Stay away when Greece is burning.
Some more Greece can comeout from the blues.
So wait & watch upto few more months for better time to invest.



May 25, 2010

"emerging markets are much safer than the developed ones" = Coundn't agree more on this.It is a fact. Hope, funds flow towards India, the safest destination.
(2)"India’s sugar output is likely to exceed its annual demand of about 23 m tonnes for the first time in three years."=Will Indian sugar companies make money or not?What will be world out put?
(3)"we might actually end up with excess monsoons instead."= It is cyclical.It just might happen. Is no rains better than heavy rains?
Good News and bad News = Thanks for all that.



May 25, 2010

yr ideas are educative .make more specific and actionable pl


Rajkumar hallan

May 24, 2010

Your format of presentation is very nice and very well arranged. This gives important financial news in nutshell but with added value. Kudos!!! to you all guys.



May 23, 2010

Equitymaster predicted sensex will touch 21000 by June this year... and not 27000.

June is not yet started.. and who knows it will touch 21000 in next 30 days (approx 20 trading sessions).

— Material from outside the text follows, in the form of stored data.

PR #111, opened 2024-01-04
feat: DANSK replaces DaNE

saattrupdan:
The [DANSK dataset](https://openreview.net/forum?id=_ONCiIHe-wU) is a new Danish NER dataset, which has been more thoroughly annotated and which cover a more diverse amount of Danish text (from gigaword). A tentative performance correlation analysis on 50+ models shows that there is a ~93% correlation between the two benchmark datasets, meaning that it doesn't make sense keeping both.

When #96 gets implemented, this further allows for even more NER tags, making the task more challenging.

Screenshot 2024-01-04 at 15 51 10

### DIFF
--- a/CHANGELOG.md
+++ b/CHANGELOG.md
@@ -24,7 +24,7 @@ and this project adheres to [Semantic Versioning](http://semver.org/spec/v2.0.0.
   cached model outputs or datasets.
 - Added the following new datasets:
     - `fone`, a Faroese NER dataset, which replaces the previous `wikiann-fo` dataset.
-    - `dansk`, a Danish NER dataset, which complements the previous `dane` dataset.
+    - `dansk`, a Danish NER dataset, which replaces the previous `dane` dataset.
     - `norquad`, a Norwegian question answering dataset, which replaces the previous
       `scandiqa-no` dataset.
     - Danish, Swedish, German and Dutch versions of the MMLU, ARC and HellaSwag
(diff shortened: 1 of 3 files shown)


KennethEnevoldsen:
Sounds very reasonable

CHANGELOG.md
```diff
@@ -24,7 +24,7 @@ and this project adheres to [Semantic Versioning](http://semver.org/spec/v2.0.0.
   cached model outputs or datasets.
 - Added the following new datasets:
     - `fone`, a Faroese NER dataset, which replaces the previous `wikiann-fo` dataset.
-    - `dansk`, a Danish NER dataset, which complements the previous `dane` dataset.
+    - `dansk`, a Danish NER dataset, which replaces the previous `dane` dataset.
```
KennethEnevoldsen, line 27: Oh do we replace it dane? Hmm then that might be worth merging the two (dansk + dane_plus have the same labels). That however seems like a dataset thing. I have added and issue [here](https://huggingface.co/datasets/chcaa/DANSK/discussions/2)

KennethEnevoldsen (approved):
looks good

CHANGELOG.md
saattrupdan: Sure thing. I'm quite sure that it won't change the evaluations significantly anyway, given the high correlation, but if you merge them then feel free to open a PR with the new merged dataset 🙂

KennethEnevoldsen: No I think I agree. It is def. not the highest on my todo list for that reason.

Nevertheless, I am optimistic that Sensex will touch 21000 if not in June then at least by December'2010.



May 23, 2010

Hadn't u predicted that sensex will touch 27000 by June this year? The logic given then has not withstood the test of time. Most of the economists are out of touch with reality. They come up with theories that ignore human behaviour and therefore are wrong in their predictions.


Vikram Chandalia

May 22, 2010

Your format of presentation is very nice and very well arranged. This gives important financial news in nutshell but with added value. Kudos!!! to you all guys.


VB - Dubai

May 22, 2010

I think we are staring at a probability of 25-30% correction given the eminent slowdown in China. The stock market correction in Brazil, Russia and China are indicators pointing in that direction.Things can get worse if there is another shock from Eurozone.Challenging times ahead for Stocks this year, find it amusing that certain FIIs are projecting 19000-20000 levels by DEC 2010.